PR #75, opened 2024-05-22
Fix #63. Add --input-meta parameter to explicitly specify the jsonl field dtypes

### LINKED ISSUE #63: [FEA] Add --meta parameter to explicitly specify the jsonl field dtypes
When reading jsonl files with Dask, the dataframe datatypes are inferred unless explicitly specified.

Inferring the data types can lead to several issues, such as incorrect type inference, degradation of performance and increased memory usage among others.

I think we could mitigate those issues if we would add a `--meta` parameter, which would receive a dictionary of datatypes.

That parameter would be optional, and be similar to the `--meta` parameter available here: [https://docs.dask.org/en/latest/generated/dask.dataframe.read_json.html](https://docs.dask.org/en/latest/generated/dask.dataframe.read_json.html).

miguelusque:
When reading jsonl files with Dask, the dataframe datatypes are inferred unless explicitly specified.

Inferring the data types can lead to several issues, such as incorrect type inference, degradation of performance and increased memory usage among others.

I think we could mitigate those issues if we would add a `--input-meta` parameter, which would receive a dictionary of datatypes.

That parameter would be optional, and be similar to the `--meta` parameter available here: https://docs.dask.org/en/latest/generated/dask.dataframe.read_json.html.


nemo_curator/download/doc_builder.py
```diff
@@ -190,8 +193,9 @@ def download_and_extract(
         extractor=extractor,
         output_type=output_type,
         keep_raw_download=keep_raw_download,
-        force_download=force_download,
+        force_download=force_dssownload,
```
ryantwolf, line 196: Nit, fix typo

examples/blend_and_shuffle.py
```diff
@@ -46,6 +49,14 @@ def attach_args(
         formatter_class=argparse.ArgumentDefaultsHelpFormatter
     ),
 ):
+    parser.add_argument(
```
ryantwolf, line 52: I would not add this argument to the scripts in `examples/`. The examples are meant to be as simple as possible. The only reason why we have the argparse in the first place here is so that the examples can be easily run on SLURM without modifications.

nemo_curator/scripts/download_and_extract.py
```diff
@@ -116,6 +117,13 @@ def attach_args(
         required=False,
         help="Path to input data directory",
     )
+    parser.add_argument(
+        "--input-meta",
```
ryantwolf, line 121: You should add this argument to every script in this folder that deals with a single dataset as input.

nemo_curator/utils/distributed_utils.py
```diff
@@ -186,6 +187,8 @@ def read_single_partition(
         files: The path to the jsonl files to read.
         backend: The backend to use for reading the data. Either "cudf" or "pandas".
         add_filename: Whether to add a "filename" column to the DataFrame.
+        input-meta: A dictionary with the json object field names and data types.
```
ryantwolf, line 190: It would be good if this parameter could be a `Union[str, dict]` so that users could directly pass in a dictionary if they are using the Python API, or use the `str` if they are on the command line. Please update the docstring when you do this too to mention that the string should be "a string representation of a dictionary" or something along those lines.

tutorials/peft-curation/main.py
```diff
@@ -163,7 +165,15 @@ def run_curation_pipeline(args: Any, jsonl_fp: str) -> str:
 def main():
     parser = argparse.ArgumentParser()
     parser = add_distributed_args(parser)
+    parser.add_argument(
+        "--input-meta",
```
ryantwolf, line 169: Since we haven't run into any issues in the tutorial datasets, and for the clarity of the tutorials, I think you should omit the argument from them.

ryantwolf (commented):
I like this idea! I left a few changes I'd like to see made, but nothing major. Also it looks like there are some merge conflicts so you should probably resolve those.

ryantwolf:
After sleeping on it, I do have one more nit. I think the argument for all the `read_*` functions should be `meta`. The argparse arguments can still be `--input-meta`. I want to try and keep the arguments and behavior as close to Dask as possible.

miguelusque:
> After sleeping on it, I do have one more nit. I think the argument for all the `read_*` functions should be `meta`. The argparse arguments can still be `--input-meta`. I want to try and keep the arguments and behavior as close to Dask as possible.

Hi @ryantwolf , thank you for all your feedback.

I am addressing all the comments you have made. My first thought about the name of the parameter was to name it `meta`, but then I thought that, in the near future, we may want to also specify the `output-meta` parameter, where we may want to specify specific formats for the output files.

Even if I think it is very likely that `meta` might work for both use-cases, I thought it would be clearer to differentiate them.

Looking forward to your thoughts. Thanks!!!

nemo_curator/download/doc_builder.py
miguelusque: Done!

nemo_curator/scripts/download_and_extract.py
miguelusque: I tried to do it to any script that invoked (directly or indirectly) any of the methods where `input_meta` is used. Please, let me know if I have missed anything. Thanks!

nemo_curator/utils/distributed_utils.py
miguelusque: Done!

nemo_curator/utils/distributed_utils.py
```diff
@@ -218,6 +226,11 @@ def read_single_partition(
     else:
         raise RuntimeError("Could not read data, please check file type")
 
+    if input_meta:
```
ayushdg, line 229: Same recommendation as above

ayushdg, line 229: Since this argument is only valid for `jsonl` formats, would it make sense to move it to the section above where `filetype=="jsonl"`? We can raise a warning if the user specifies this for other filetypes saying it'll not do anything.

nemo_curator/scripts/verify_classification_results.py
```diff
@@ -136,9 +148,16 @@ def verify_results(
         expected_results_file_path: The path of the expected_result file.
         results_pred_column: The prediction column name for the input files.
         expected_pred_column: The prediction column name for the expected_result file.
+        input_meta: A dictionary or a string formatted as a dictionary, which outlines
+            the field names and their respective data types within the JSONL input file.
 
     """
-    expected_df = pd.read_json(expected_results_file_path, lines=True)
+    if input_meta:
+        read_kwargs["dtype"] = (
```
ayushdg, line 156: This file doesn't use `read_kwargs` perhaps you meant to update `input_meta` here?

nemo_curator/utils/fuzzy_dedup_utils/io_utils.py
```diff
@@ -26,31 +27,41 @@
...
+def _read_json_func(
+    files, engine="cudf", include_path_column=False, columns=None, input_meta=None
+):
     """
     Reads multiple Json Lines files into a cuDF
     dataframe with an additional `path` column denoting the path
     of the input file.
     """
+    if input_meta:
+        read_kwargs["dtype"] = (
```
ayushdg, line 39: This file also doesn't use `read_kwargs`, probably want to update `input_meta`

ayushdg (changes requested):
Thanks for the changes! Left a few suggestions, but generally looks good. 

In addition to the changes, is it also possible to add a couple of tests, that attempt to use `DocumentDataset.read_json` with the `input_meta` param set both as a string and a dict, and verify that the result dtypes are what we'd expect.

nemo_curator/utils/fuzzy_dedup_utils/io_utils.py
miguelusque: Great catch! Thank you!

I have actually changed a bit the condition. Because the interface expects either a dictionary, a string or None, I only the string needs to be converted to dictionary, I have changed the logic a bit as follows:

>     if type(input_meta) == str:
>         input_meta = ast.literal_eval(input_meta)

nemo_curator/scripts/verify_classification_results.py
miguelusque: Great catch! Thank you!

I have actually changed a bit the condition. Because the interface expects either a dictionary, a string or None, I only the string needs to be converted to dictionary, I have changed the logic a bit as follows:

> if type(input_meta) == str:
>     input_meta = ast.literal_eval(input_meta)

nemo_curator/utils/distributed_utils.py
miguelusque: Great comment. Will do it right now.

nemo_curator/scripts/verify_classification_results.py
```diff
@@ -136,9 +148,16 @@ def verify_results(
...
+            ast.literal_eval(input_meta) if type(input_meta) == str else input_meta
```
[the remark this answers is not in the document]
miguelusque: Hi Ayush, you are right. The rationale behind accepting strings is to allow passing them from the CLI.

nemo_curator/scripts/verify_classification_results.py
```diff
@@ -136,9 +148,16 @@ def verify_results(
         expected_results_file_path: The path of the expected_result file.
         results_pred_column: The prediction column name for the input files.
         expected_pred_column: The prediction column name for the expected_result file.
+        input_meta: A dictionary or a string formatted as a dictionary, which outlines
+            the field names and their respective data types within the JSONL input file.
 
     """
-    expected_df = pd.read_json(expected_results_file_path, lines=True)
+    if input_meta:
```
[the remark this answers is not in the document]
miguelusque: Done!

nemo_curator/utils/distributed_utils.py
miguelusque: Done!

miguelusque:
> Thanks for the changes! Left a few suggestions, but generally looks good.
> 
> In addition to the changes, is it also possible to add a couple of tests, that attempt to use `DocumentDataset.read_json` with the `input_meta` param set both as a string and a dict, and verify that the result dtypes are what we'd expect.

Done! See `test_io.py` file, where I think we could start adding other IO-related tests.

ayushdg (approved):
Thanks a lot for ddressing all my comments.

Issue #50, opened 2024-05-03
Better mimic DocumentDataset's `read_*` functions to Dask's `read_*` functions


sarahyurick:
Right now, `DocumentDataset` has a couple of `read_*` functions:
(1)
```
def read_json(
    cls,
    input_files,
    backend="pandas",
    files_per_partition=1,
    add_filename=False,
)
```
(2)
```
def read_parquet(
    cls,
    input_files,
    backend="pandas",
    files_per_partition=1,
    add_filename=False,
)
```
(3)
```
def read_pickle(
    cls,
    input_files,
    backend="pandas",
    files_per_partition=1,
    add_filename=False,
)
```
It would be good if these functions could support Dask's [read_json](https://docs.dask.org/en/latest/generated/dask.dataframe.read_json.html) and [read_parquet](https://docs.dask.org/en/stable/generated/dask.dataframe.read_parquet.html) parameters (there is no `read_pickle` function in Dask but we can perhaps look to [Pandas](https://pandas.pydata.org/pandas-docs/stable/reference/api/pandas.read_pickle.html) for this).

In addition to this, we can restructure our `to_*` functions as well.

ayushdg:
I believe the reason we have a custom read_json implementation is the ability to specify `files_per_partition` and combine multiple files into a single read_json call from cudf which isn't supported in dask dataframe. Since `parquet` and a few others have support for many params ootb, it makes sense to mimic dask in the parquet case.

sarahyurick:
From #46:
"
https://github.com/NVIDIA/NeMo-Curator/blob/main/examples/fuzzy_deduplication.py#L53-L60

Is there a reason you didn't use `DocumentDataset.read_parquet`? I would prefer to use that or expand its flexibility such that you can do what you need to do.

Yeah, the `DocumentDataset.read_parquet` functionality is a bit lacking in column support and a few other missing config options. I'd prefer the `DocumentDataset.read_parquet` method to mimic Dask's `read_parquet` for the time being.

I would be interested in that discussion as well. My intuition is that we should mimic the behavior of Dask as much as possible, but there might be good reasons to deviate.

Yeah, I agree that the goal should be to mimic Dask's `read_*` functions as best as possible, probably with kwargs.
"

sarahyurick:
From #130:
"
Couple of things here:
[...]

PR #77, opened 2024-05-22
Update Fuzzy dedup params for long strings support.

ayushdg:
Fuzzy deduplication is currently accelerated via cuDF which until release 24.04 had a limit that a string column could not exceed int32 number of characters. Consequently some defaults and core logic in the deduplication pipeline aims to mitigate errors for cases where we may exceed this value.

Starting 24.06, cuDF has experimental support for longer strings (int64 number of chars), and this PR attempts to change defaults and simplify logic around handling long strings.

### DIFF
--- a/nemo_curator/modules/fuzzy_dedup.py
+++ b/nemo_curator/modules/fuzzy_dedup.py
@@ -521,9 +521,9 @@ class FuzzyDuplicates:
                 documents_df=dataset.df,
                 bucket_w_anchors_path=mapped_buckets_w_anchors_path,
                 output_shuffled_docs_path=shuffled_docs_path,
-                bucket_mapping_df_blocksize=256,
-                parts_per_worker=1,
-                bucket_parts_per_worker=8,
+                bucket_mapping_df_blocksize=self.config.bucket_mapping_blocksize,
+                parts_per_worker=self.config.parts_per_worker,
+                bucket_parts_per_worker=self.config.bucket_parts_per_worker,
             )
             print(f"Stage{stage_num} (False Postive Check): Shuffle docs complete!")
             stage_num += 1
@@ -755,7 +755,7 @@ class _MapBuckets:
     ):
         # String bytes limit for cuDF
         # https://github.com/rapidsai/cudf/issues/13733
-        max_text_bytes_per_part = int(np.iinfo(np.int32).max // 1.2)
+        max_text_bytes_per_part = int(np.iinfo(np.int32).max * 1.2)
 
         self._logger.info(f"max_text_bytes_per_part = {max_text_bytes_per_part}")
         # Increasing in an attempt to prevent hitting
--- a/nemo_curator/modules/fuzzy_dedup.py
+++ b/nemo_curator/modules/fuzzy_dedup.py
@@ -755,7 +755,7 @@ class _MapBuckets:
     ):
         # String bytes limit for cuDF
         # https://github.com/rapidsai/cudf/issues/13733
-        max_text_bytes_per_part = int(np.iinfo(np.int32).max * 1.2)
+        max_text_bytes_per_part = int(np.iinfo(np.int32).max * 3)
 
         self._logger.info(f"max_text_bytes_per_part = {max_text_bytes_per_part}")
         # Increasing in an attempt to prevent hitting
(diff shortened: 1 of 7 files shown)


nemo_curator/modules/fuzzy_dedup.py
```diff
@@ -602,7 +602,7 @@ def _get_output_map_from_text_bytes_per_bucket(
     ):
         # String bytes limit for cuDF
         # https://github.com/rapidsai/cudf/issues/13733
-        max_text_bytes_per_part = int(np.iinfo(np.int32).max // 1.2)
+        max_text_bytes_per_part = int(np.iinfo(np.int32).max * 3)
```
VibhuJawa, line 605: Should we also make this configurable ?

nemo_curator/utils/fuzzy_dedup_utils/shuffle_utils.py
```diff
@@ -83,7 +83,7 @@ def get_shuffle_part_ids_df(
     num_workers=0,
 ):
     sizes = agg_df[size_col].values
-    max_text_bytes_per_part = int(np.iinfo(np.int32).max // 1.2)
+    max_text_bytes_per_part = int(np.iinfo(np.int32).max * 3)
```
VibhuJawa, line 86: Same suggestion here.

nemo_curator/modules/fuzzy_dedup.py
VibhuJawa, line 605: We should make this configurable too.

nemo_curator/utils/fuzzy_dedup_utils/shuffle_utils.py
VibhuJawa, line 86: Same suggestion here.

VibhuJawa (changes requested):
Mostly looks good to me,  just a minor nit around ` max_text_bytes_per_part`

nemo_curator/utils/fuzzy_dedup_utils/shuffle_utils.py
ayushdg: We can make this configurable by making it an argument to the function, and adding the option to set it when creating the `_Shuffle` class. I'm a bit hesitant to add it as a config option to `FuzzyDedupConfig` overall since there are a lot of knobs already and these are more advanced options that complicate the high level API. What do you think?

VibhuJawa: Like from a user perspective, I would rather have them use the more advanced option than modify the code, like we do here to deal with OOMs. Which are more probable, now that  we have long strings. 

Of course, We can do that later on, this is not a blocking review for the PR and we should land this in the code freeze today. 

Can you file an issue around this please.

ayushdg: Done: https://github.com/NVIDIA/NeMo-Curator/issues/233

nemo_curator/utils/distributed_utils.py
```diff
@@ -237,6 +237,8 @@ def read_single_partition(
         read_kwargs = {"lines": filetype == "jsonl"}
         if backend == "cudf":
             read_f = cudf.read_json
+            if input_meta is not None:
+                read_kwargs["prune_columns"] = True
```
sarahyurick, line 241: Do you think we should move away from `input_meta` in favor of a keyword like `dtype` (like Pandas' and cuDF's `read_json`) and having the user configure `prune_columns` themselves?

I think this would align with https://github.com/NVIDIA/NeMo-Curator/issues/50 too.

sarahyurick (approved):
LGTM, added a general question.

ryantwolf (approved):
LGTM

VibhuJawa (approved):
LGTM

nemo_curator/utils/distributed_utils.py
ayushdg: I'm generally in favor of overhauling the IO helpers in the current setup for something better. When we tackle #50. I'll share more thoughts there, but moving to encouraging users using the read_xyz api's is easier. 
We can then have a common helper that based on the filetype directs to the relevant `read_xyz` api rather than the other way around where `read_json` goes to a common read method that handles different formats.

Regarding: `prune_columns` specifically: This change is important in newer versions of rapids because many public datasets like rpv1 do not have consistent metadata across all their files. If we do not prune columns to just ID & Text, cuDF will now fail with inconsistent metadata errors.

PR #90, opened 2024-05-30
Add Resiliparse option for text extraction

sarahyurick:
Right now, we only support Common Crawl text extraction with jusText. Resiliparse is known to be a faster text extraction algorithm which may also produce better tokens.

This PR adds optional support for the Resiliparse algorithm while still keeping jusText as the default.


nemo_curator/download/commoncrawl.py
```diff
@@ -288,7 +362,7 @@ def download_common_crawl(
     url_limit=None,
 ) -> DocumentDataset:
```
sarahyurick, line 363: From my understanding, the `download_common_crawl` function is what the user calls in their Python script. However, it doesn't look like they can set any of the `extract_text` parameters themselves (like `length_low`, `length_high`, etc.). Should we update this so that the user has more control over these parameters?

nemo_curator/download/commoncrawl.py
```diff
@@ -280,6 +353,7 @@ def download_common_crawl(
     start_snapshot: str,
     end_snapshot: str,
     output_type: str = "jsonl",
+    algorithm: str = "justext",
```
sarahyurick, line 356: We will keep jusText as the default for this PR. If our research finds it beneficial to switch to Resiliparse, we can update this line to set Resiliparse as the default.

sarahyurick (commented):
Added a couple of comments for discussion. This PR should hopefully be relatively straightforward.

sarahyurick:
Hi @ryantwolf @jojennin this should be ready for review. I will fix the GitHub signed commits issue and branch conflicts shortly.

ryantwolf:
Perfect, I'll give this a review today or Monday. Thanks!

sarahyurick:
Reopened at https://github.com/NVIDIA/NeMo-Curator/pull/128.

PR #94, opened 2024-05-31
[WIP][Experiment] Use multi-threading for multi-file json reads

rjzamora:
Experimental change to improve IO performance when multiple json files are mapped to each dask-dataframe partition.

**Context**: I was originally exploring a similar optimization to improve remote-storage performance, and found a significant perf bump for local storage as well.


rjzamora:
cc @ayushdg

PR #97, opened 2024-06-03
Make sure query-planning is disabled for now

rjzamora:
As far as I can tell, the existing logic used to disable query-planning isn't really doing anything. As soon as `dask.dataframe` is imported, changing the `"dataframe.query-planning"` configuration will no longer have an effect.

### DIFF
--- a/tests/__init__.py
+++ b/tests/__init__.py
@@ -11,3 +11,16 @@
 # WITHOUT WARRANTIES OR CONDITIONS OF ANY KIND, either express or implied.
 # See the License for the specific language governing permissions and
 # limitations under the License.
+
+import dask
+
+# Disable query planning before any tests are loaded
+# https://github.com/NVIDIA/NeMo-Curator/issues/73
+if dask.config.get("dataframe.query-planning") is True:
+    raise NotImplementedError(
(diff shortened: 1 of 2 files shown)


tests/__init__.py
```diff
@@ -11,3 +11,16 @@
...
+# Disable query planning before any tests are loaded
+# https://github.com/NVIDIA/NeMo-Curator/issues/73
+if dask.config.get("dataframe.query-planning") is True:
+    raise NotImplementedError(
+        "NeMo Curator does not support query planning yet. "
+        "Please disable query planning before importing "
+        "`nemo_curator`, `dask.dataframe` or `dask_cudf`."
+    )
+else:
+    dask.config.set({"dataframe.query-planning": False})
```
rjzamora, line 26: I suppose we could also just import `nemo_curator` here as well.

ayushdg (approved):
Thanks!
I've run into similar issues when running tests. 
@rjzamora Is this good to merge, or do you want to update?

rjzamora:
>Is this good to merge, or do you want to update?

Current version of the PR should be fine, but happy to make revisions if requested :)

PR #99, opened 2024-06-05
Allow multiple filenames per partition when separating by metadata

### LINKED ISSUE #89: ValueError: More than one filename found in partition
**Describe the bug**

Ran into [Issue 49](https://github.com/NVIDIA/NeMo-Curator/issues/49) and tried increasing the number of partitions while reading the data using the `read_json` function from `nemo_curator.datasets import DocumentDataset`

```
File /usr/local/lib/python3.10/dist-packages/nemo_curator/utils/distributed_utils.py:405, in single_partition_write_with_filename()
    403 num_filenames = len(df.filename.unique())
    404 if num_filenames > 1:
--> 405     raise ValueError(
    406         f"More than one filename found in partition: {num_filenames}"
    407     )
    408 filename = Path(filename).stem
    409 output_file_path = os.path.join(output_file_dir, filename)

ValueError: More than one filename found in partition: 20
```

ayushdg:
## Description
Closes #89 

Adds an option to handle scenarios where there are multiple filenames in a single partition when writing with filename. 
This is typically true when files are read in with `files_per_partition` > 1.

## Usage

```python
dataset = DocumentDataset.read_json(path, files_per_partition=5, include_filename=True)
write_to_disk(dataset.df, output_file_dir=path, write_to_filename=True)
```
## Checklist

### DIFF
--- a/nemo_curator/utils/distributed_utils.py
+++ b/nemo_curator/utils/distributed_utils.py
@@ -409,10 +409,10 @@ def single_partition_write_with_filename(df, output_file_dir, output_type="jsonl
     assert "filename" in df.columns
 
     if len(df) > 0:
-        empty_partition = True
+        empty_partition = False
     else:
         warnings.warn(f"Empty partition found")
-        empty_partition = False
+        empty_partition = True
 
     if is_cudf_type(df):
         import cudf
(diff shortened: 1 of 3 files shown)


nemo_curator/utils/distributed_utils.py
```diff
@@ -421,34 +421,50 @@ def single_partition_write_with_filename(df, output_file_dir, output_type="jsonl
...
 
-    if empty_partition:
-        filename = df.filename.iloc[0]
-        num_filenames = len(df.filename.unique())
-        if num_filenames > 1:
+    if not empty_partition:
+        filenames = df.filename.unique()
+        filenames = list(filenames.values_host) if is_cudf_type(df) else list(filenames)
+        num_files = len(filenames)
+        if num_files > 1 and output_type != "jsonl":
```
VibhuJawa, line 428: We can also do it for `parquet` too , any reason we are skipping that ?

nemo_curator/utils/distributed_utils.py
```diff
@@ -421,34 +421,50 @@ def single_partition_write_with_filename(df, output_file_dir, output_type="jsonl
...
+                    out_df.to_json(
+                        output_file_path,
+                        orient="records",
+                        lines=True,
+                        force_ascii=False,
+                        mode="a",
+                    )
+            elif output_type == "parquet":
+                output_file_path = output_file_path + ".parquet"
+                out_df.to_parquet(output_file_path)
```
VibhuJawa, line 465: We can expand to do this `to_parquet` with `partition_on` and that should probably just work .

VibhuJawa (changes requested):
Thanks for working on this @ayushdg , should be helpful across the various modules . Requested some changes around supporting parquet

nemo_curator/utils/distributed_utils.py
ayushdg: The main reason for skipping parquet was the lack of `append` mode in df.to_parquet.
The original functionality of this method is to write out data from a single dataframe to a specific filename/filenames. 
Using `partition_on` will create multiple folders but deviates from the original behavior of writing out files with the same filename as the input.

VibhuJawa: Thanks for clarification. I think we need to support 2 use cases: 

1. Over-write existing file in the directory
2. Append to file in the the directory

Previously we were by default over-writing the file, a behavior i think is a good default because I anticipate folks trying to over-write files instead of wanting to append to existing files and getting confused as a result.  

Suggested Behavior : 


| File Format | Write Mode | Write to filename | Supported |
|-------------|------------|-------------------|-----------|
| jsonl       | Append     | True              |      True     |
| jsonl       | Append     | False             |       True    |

----------------

=== Task directions ===
Please show, exactly as written, every line above that contains the word "meant".

=== Completed exercise ===
ryantwolf, line 52: I would not add this argument to the scripts in `examples/`. The examples are meant to be as simple as possible. The only reason why we have the argparse in the first place here is so that the examples can be easily run on SLURM without modifications.
ayushdg, line 156: This file doesn't use `read_kwargs` perhaps you meant to update `input_meta` here?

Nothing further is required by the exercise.